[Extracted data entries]
PR #28, opened 2023-10-20
Fixes to pixeldataset aggregation and parquet file indexeing

johandahlberg:
## Description

Fixes the following issues:
 - aggregation of more than two pixeldatasets was broken.
 - indexes were written to the parquet files, which caused downstream issues.

Fixes: EXE-1184

## Type of change

## How Has This Been Tested?

With unit tests, as well as by manually verifying that it works in the scenario where the bug was originally reported.

### DIFF
--- a/CHANGELOG.md
+++ b/CHANGELOG.md
@@ -9,8 +9,8 @@ and this project adheres to [Semantic Versioning](https://semver.org/spec/v2.0.0
 
 ### Fixed
 
-* Fixed broken pixeldataset aggregation for more than two sample
-* Fixed bug in graph generation caused by accidentally written index in parquet file.
+* Fixed broken pixeldataset aggregation for more than two samples.
+* Fixed a bug in graph generation caused by accidentally writing the index to the parquet file.
   For backwards compatiblity, if there is an column named `index`` in the edgelist, this
   will be removed and the user will get a warning indicating that this has happened.
 
--- a/CHANGELOG.md
+++ b/CHANGELOG.md
@@ -5,6 +5,15 @@ All notable changes to this project will be documented in this file.
 The format is based on [Keep a Changelog](https://keepachangelog.com/en/1.0.0/),
 and this project adheres to [Semantic Versioning](https://semver.org/spec/v2.0.0.html).
 
+## [UNRELEASED] - ...
+
+### Fixed
+
+* Fixed broken pixeldataset aggregation for more than two sample
+* Fixed bug in graph generation caused by accidentally written index in parquet file.
+  For backwards compatiblity, if there is an column named `index`` in the edgelist, this
+  will be removed and the user will get a warning indicating that this has happened.
+
 ## [0.15.1] - 2023-10-18
 
 ### Fixed
--- a/tests/test_pixeldataset.py
+++ b/tests/test_pixeldataset.py
@@ -13,6 +13,7 @@ from unittest import mock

Exercise requirements:
Output the data above without altering a line.

Task output:
PR #28, opened 2023-10-20
Fixes to pixeldataset aggregation and parquet file indexeing

johandahlberg:
## Description

Fixes the following issues:
 - aggregation of more than two pixeldatasets was broken.
 - indexes were written to the parquet files, which caused downstream issues.

Fixes: EXE-1184

## Type of change

## How Has This Been Tested?

With unit tests, as well as by manually verifying that it works in the scenario where the bug was originally reported.

### DIFF
--- a/CHANGELOG.md
+++ b/CHANGELOG.md
@@ -9,8 +9,8 @@ and this project adheres to [Semantic Versioning](https://semver.org/spec/v2.0.0
 
 ### Fixed
 
-* Fixed broken pixeldataset aggregation for more than two sample
-* Fixed bug in graph generation caused by accidentally written index in parquet file.
+* Fixed broken pixeldataset aggregation for more than two samples.
+* Fixed a bug in graph generation caused by accidentally writing the index to the parquet file.
   For backwards compatiblity, if there is an column named `index`` in the edgelist, this
   will be removed and the user will get a warning indicating that this has happened.
 
--- a/CHANGELOG.md
+++ b/CHANGELOG.md
@@ -5,6 +5,15 @@ All notable changes to this project will be documented in this file.
 The format is based on [Keep a Changelog](https://keepachangelog.com/en/1.0.0/),
 and this project adheres to [Semantic Versioning](https://semver.org/spec/v2.0.0.html).
 
+## [UNRELEASED] - ...
+
+### Fixed
+
+* Fixed broken pixeldataset aggregation for more than two sample
+* Fixed bug in graph generation caused by accidentally written index in parquet file.
+  For backwards compatiblity, if there is an column named `index`` in the edgelist, this
+  will be removed and the user will get a warning indicating that this has happened.
+
 ## [0.15.1] - 2023-10-18
 
 ### Fixed
--- a/tests/test_pixeldataset.py
+++ b/tests/test_pixeldataset.py
@@ -13,6 +13,7 @@ from unittest import mock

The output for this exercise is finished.